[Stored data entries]
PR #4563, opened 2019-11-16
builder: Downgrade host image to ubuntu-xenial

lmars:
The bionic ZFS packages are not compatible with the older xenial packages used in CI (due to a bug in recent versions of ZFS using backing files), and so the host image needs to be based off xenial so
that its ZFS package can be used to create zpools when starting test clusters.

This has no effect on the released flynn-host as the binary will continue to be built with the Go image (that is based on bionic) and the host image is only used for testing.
---
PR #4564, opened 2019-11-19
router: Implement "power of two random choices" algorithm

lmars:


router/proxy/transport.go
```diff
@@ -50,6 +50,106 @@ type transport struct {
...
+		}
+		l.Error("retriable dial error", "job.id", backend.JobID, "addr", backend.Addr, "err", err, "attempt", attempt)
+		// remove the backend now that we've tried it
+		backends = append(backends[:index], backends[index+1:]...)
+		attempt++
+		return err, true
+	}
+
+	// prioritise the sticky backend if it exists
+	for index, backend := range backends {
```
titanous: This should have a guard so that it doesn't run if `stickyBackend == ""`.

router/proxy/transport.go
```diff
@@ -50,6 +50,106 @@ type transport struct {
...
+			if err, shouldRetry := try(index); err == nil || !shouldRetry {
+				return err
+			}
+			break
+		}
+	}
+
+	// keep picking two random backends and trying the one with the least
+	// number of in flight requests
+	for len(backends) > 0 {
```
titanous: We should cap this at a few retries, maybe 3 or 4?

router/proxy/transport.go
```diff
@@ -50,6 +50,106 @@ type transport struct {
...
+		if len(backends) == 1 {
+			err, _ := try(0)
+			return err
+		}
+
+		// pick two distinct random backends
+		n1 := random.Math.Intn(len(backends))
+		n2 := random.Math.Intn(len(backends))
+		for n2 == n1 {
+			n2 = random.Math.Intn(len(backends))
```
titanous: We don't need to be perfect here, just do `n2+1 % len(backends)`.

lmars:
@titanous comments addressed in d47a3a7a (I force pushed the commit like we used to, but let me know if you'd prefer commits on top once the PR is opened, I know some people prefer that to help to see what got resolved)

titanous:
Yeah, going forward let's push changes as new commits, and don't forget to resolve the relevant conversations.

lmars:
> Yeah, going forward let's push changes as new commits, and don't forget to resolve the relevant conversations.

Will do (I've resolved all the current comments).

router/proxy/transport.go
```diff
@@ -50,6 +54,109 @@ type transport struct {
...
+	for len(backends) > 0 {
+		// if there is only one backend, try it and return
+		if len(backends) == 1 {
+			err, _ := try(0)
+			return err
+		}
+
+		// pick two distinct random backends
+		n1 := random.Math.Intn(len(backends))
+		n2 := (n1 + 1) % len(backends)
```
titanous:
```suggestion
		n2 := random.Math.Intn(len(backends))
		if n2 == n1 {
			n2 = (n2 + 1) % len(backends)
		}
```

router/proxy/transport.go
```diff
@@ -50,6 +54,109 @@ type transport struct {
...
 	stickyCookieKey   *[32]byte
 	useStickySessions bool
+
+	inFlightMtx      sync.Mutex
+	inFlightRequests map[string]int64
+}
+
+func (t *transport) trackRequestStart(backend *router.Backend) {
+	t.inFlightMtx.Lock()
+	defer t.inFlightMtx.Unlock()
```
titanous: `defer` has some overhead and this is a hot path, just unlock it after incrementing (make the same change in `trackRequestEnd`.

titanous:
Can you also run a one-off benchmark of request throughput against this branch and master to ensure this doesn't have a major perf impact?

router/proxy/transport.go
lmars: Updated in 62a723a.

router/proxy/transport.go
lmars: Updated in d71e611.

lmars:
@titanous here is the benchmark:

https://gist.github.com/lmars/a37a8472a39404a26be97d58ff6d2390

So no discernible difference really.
==
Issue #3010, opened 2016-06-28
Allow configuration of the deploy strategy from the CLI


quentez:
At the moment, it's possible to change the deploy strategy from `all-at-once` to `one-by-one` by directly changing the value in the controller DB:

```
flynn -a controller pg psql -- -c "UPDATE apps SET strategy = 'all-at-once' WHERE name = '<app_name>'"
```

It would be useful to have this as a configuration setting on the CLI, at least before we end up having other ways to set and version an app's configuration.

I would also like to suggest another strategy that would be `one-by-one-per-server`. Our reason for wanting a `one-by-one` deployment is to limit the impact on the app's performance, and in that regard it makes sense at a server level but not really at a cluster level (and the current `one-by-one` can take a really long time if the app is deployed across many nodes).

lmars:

* YOUR GOAL: Go over the data and return every line that includes the word "configuration".

* ANSWER BOX:
Allow configuration of the deploy strategy from the CLI
It would be useful to have this as a configuration setting on the CLI, at least before we end up having other ways to set and version an app's configuration.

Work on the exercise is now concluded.